Fra le mostre personali e le collettive nazionali e internazionali cui partecipò si segnalano: Linee della ricerca artistica in Italia, 1960-1980 a cura di Nello Ponente, presso il Palazzo delle Esposizioni di Roma (1981); La scrittura visuale in Italia, 1960-1970, presso lo studio Morra di Napoli (1985); Il museo sperimentale di Torino.Arte italiana degli anni Sessanta nelle collezioni della Galleria civica d’arte moderna, a cura di Mirella Bandini e Rossana Maggio Serra, presso il castello di Rivoli, Torino (1985); l’XI Quadriennale nazionale d’arte presso il Palazzo dei Congressi di Roma(1986); The artist and the book in twentieth century Italy, a cura di Ralph Jentsch, presso il Museum of modern art di New York (1992-93) e, a Venezia, presso la Peggy Guggenheim Collection (1994); Continuità. Arte in Toscana 1945-2000, presso Palazzo Strozzi a Firenze, Palazzo Fabroni a Pistoia e al Centro per l’arte contemporanea Luigi Pecci di Prato (2002).

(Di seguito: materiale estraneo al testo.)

PR #23, opened 2023-03-13
Google auth startup activity

Luca-Engel:
At start-up, ¨the user has three possibilities: sign in, sign out, or delete. All the buttons then call google authentication. 

If sign-in is called, then the method 'private fun launchPostLoginActivity(email : String)' in MainActivity.kt is called with the user's email passed as an argument.

Test coverage is not that high because I was not able to test all the google authentication parts (e.g., sign in)

MockGoogleAuthenticator theoretically not necessary but once we add a check in MainActivity to see if user already is logged in and then skip the manual sign in part, it will be useful for testing


app/src/main/java/com/github/sdpcoachme/firebase/database/RealDatabase.kt
```diff
@@ -0,0 +1,8 @@
+package com.github.sdpcoachme.firebase.database
+
+class RealDatabase : Database {
+
+    override fun isExistingUser(email: String): Boolean {
+        return true
+    }
```
Ayskin, line 7: Maybe we can add a TODO here if we need to implement this function later ?

app/src/androidTest/java/com/github/sdpcoachme/MainActivityTest.kt
```diff
@@ -1,34 +1,136 @@
...
+//        Intents.init()
+//
+//        val name = "John Lennon"
+//        composeTestRule.onNodeWithTag("textfield").performTextInput(name)
+//        Espresso.closeSoftKeyboard()
+//        composeTestRule.onNodeWithTag("button").performClick()
+//
+//        intended(allOf(hasComponent(GreetingActivity::class.java.name), hasExtra("name", name)))
+//        Intents.release()
+//    }
```
Ayskin, line 33: I think we can delete the commented correctIntentFiredOnDisplayMessageClick() test function !

Ayskin (commented):
Seems all good and clean to me !

app/src/main/java/com/github/sdpcoachme/firebase/database/RealDatabase.kt
lindsaybordier: I agree with that

app/src/main/java/com/github/sdpcoachme/MainActivity.kt
```diff
@@ -4,53 +4,112 @@ import android.content.Intent
...
+            res,
+            { email -> launchPostLoginActivity(email ?: "") },
+            { errorMsg -> signInInfo = errorMsg.toString() }
+        )
+    }
+
     override fun onCreate(savedInstanceState: Bundle?) {
         super.onCreate(savedInstanceState)
+        authenticator = (application as CoachMeApplication).authenticator
+        this.database =  (application as CoachMeApplication).database
```
lindsaybordier, line 44: This is great a very clean use of dependency injection and will merge easily in the project as it was coded the same way in the branch implementing the database.

app/src/androidTest/java/com/github/sdpcoachme/firebase/auth/GoogleAuthenticatorTest.kt
```diff
@@ -0,0 +1,108 @@
...
+    }
+
+    @Test
+    fun isSignedInReturnsFalseIfUserNotSignedIn() {
+        FirebaseAuth.getInstance().signOut()
+        assertThat(GoogleAuthenticator().isSignedIn(), `is`(false))
+    }
+
+    @Test
+    fun signIt() {
```
lindsaybordier: This test seems empty so we could maybe remove it

PR #24, opened 2023-03-14
Firebase kotlin

lindsaybordier:
Introduces the first methods to access the database, as well as buttons on the main activity to set or retrieve a value from the database on the app.

Interface Database was created along with 2 implementations, one for the real Firebase database, and a Mock database for testing.


app/src/main/java/com/github/sdpcoachme/MainActivity.kt
```diff
@@ -17,40 +18,107 @@ import androidx.compose.ui.platform.LocalContext
...
+                    horizontalAlignment = Alignment.CenterHorizontally
+                ) {
+                    FirebaseForm()
+                    GreetingForm()
+                }
+            }
+        }
+    }
+
+    //TODO put test tags in separate class
```
Thymian18, line 44: Same thing as before, if resolved remove, otherwise okay

app/src/main/java/com/github/sdpcoachme/MainActivity.kt
```diff
@@ -17,40 +18,107 @@ import androidx.compose.ui.platform.LocalContext
...
+
+
+    /**
+     * A form for testing the database
+     */
+    @Composable
+    fun FirebaseForm() {
+        var phoneText by remember { mutableStateOf("") }
+        var emailText by remember { mutableStateOf("") }
+        Column( //modifier = Modifier.fillMaxSize(),
```
Thymian18, line 54: You might want to remove those commented modifiers if the design works well without them. Otherwise, maybe a small describtion about when to uncomment those lines would be useful.

Thymian18 (changes requested):
Check the comments, you might want to remove some of them. Otherwise, very clear code.

Luca-Engel (approved):
LGTM, well coded and nicely structured!

Thymian18 (approved):

PR #25, opened 2023-03-15
Edit profile

Thymian18:
This is the front-end of the activity where a user can see his personal data and modify it. For now, there are the fields first-/last name, email, favorite sport, and profile picture, but this can be extended quite easily.


app/src/androidTest/java/com/github/sdpcoachme/EditProfileActivityTest.kt
```diff
@@ -0,0 +1,90 @@
...
+        composeTestRule.onNodeWithTag("editable fav sport")
+            .performTextInput("Updated fav sport")
+        Espresso.closeSoftKeyboard()
+
+        //save updated profile
+        composeTestRule.onNodeWithTag("save button")
+            .assertIsDisplayed()
+            .performClick()
+
+        correctInitialScreenContent()
```
brygotti, line 88: It might make sense to test that clicking the save button actually changes the text displayed for each field, that is that each field contains "Update first name", "Updated last name", ... respectively.

app/src/androidTest/java/com/github/sdpcoachme/EditProfileActivityTest.kt
brygotti, line 1: We need to modularize our testing classes. The tags need to be stored in a structured manner so that we can loop over all tags of a given activity, or only certain tags, etc. so that we don't have to do such code repetition. This doesn't need to be done before merging this PR, but an issue could be open so that we don't forget to do this. Because this testing code seems not particularly modular

app/src/main/java/com/github/sdpcoachme/EditProfileActivity.kt
brygotti, line 1: Since each row is exactly the same (a textfield with a label), it might make sense to modularize this into one Composable with all the common code, and instantiate it with different labels

brygotti (changes requested):
If possible, it might be a good idea to already modularize the UI (and maybe add the suggested test) before merging.

app/src/main/java/com/github/sdpcoachme/EditProfileActivity.kt
brygotti: One last thing, it might be enough to use a mutable state of String (instead of TextFieldValue). I don't know if there are any particular reason why you chose to go with TextFieldValue, but I think using a String is very common and usually works without the need to call .text whenever you want to access the string.

brygotti (approved):

PR #26, opened 2023-03-15
Dashboard

Ayskin:
Created a dashboard implemented via a left-side navigation drawer. Each button in the dashboard menu should lead to a specific app functionality/activity. 

TODOs are left in the code for remaining implementations, mainly the links to other activities in the menu. Each new implementation should be tested accordingly, some of these test signatures are already written.

The CI coverage may be low for yet undiscovered reason, in which case it needs to be further investigated.


Luca-Engel (approved):
LGTM

PR #28, opened 2023-03-16
Enter account details

lindsaybordier:
The functionality allowing a user to enter his account details to create an account was added.

The database was structured according to the team's agreement on how user informations and other data should be stored.
All the database methods (interface, firebase implementation, mockdatabase for testing) were implemented carefully for easy creation of more complex database access methods that will be needed in the future.

Also, a separate activity with a Multiselect List was created for easy selection of sport. The two activities will be linked together in another task this sprint.

Finally: In some further task, some checks should be implemented regarding the data entered, and notifications should appear when the data is stored i.e. when the future completes :)


Thymian18 (approved):
LGTM, all the necessary code is there and commented. In a next sprint we should add the functionality to being able to change attributes of a given user.

PR #29, opened 2023-03-16
Edit profile backend

Luca-Engel:
Enabled Writing displaying the current information of the user from the database and allowing for the user to change the information.

Also, adapted the getUser(email: String) method header since only the email is needed to identify a user and nothing else

Adapted DashboardActivity to open EditProfileActivity when the "Profile" button is pressed


app/src/androidTest/java/com/github/sdpcoachme/EditProfileActivityTest.kt
brygotti, line 1: Consider adding a test that tests whether the edit button correctly propagates the update to the database (using the mockdatabase)

app/src/androidTest/java/com/github/sdpcoachme/firebase/database/UserInfoTest.kt
brygotti, line 1: There might be a way to do this directly using the database interface! Would require much less code. We will dig into that for next sprint.

app/src/main/java/com/github/sdpcoachme/EditProfileActivity.kt
```diff
@@ -184,12 +211,14 @@ fun ProfileRow(rowName: String, isEditing: Boolean, leftTextPadding: Dp, value:
                 onValueChange = { newValue -> onValueChange(newValue) },
                 singleLine = true,
                 maxLines = 1)
+            println("the thing is: <<editable $lowercaseRowName>>")
```
brygotti, line 214: This debug code can be removed, I suppose ?

app/src/main/java/com/github/sdpcoachme/EditProfileActivity.kt
```diff
@@ -44,12 +58,23 @@ class EditProfileActivity : ComponentActivity() {
...
-    var fname by remember { mutableStateOf("Damian") }
-    var lname by remember { mutableStateOf("Kopp") }
-    var favsport by remember { mutableStateOf("Jogging") }
+    var fname by remember { mutableStateOf("") }
+    var lname by remember { mutableStateOf("") }
+    var favsport by remember { mutableStateOf("") }
+
+    var f by remember { mutableStateOf(future)}
+
+    f.thenAccept { newUser ->
```
brygotti, line 70: I am not sure, but it seems that doing future.thenAccept { ... } directly, without creating another future as a mutable state might be easier ?

app/src/main/java/com/github/sdpcoachme/EditProfileActivity.kt
```diff
@@ -44,12 +58,23 @@ class EditProfileActivity : ComponentActivity() {
  * Composable used to display the user's profile.
  */
 @Composable
-fun Profile() {
+fun Profile(email: String, database: Database, future: CompletableFuture<UserInfo>) {
```
brygotti, line 61: database doesn't need to be passed as a parameter, it can be retrieved by doing
```val context = LocalContext.current``` in the composable and then ```(context.applicationContext as CoachMeApplication).database``` to get the instance

brygotti (approved):
Since we don't have a lot of time before the end of the sprint, we can merge this and we'll refactor / add more tests later. I'll add issues linking to the review comments so we don't forget about them.

PR #32, opened 2023-03-17
Connect all activities together

brygotti:
This branch contains code that connects all activities together with intents. It is also a first refactoring of the directory structure of the project. TODOs were added where some things were left unfinished for now. The code in here will serve as the demo for sprint 2.


brygotti:
Apparently, we have less than 80% test coverage. This is due to parts of the code like the login activity being very hard to test. Such issue with test coverage should disappear in the long run as more code will be added and tested.

Ayskin:
LGTM! Agree with the use of TODOs!

Ayskin (approved):
LGTM! Agree with all the TODOs

PR #123, opened 2026-09-11
feat: sub-card dates in the parent list, and the column on every search hit

### LINKED ISSUE #122: Sub-card dates on the parent card, and the column in search results
Two small display wishes from daily use. Happy to split them into separate issues if that's easier to track.

1. Show start/due date of sub-cards on the parent

Right now the sub-card list shows a status dot, the title and a detach button. To see when a sub-card starts or is due, I have to open it.

We use a parent card for a case and sub-cards for its steps, each with its own dates. Seeing those dates in the sub-card list would save a lot of clicking.

From a quick look, children[] in the card payload already comes from Card::jsonSerializeSummary(), which includes duedate and startDate — so this might be display-only. Something compact like the date chips on a card tile would already do the job.

2. Search results don't show the column

A search hit shows the icon, card title, snippet and type badge, but not which column the card is in.

In our boards a customer often has several open cases with very similar titles — the column is what tells them apart, since it reflects the stage the case is at. So the result list often has several rows that look the same and I have to open them one by one. Deck used to show the stack, which is why I noticed.

As far as I can tell the column isn't part of the search response at all (SearchService returns type, cardId, boardId, title, snippet, rank), so this one probably needs a backend change too. CardMapper::fetchAssignedRows() already returns a stackTitle for the "My tasks" feed, if that helps as a starting point.

Environment
Kanso 0.27.0, Nextcloud 34.0.3.2, PHP 8.4.17, MariaDB 10.11.10
Ubuntu 24.04.3 LTS (LXC container on Proxmox VE)

Saygilar 

Fatih Ekici

aktasfatih:
Closes #122 — both asks, one commit each so the changelog gets both entries.

## 1. Sub-card dates, and a sub-card list that reads like a list

`children[]` already carried `duedate`, `startDate` and `allDay` from `jsonSerializeSummary()`; the UI rendered none of it, so seeing when a step starts or is due meant opening it.

Three changes:

- **One sub-card per row.** It was a two-column grid, which read as a matrix rather than an ordered set of steps, left a ragged hole on an odd count, and gave each cell too little width to carry more than a title.
- **Dates on each row** — a quiet start chip and a filled due chip, with the board tile's overdue / due-soon colouring, including its rule that a *done* sub-card shows its due date neutrally instead of shouting red about finished work. No dates → no chips. `allDay` is honoured, so an all-day date no longer renders as the previous day west of UTC.
- **Mobile**: the dates drop to a second line, indented under the title and clear of the detach button, rather than crushing the title to an ellipsis. Same four elements re-flowed by grid areas — no duplicated markup.

### Legibility fix this surfaced

NC 34's `--color-error` / `--color-warning` are pale **tint backgrounds** (`#FFE7E7` / `#FFEEC5`), not saturated fills — so the `color: #fff` the overdue and due-soon chips carried put white on near-white. Measured:

| chip | before | after |
|---|---|---|
| overdue | **1.18:1** | **7.92:1** |
| due soon | **1.15:1** | **6.78:1** |

Both now derive text and background from the same theme-aware `--color-*-text` token, so dark mode is handled upstream rather than by a hardcoded override. This also fixes the **existing** checklist-step due chips, which had the identical bug.

## 2. The column on every search hit

`SearchService` emitted `type, cardId, boardId, title, snippet, rank` — no column. The reporter's boards hold several open cases per customer with near-identical titles where the column *is* the distinguishing detail, so result rows looked alike and had to be opened one at a time.

- Card hits already carried `stackId`; `CommentMapper::searchInBoards()` now selects `c.stack_id` too.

Morì a Firenze il 25 aprile 2007.
Fonti e Bibl.: Firenze, galleria Frittelli, Archivio dei documenti di Luciano Ori; Roma, Archivio Fondazione La Quadriennale, b. Ori Luciano; Ibid., Galleria nazionale d’arte moderna, Archivio bioiconografico, s. v., Ori Luciano; Mostra personale d’un pittore fiorentino, in Il Corriere dell’isola, Sassari 20 settembre 1950; L. O. (catal. galleria La Cassapanca), Roma 1960, pp. nn.; L.O. (catal. galleria L’Indiano), Firenze 1961; Collages e disegni di L.O. (catal., galleria Vigna Nuova) Firenze 1961; G. Dorfles, Senza titolo, in L. O. (catal., galleria Vigna nuova), Firenze 1966, pp. nn.; L. O., Poesia e pittura tecnologica (1966), in Firenze anni Sessanta: Guarneri, Nativi, O. (catal., galleria Il Ponte), a cura di A. Alibrandi, Firenze 1989, pp. 51-56; L. O. Biografia, in O. (catal. galleria Il Canale), Venezia 1974, pp. nn.; E. Crispolti, Senza titolo, in L. O. (catal., galleria Giorgi), Firenze 1975, pp. nn.; V. Bramanti, Gli spazi poetici di O. a Firenze, in L’Unità, Roma 19 novembre 1976; G. Di Genova, Storia dell’arte italiana del 900. Generazione anni Venti, Bologna 1991, pp. 385-388 e ad ind.; L. O. e la poesia visiva: opere recenti (catal.), Firenze 2005; È morto L. O., padre della “Poesia visiva” , in Adnkronos, 26 aprile 2007; S. Lucarelli, Apparati, in L. O. Visita al Museo (catal.), Prato 2009, pp. 113-127 (con bibl.); L. Saccà, Vivere il proprio tempo, ibid., pp. 9-11; M. Bazzini, L. O. Visita al Museo, ibid., pp. 6-8.